I"m getting the fish tomorrow. Either Multis, brevis, or possibly occies.

If I chose to do occies or brevis, how many should I get? If I go with multis, I was thinking around 6 or so of them.

what would some good tankmates be? The lfs has some tang. killies that I really like. What would some other good fish be?


----------



## Darkside (Feb 6, 2008)

Lake Tang Killies??? Which ones? Its good to start with 6 for all of them and then as they pair or as their sexes become apparent remove the ones you don't want until you get the best ratio.


----------



## Fishbguy (Jan 15, 2008)

I didn't know there were different kinds of lake tang killies...lol

I'll do that. get around 6 of each or so.

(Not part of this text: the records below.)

PR #610, opened 2026-06-16
docs: add request-scoped filter extensions proposal

leseb:
## Summary

Adds proposal 00432 for a generic `RequestExtensions` TypeMap container on `HttpFilterContext`. This provides type-safe, request-scoped state that persists across all Pingora lifecycle phases, replacing the `Arc<Mutex<ResponsesState>>` approach from praxis-proxy/ai#93.

The What? and Why? sections only, per the proposal lifecycle. The How? section follows in a separate PR after direction is accepted.

First consumer: Responses API filters (#354). Future consumers: MCP session state, protocol negotiation, caching metadata.

## Test plan

- [ ] Stakeholder review of proposal direction
- [ ] Agreement on goals and non-goals

### DIFF
--- a/docs/proposals/00432_responses-state.md
+++ b/docs/proposals/00432_responses-state.md
@@ -1,0 +1,118 @@
+---
+issue: https://github.com/praxis-proxy/praxis/issues/354
+discussion: # XXX
+status: proposed
+authors:
+  - leseb
+graduation_criteria:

I decided that I'll get brevis as my first choice, then multis after that, then, if I don't like any of those, I'll get occies.

I'll try to get pics up of the tank so that y'all can tell me if I ave room in the tank for different kinds of cichlids. I have a decent sized rock pile that something might be able to call home.


----------



## Darkside (Feb 6, 2008)

I was curious as to the type of Killies because some of them do get rather larger and are unsuitable for an aquarium as small as 20 gallons. They are amazing fish though!


----------



## Fishbguy (Jan 15, 2008)

EDIT: Is there a way to attach pictures without uploading them to a website?

Right now, I have 6 large shells. 4 muffin shells, and 2 turbo shells. They are about 4 inches across, large, because brevis share shells.

Is there enough room for 2-3 pairs of brevis?

What about the rock pile? Could I get some kind of rock dweller? I would like to get some brichardi, but they breed like mad, so maybe either a lone brichardi, or if I can sex them (which I can't) a same sex group?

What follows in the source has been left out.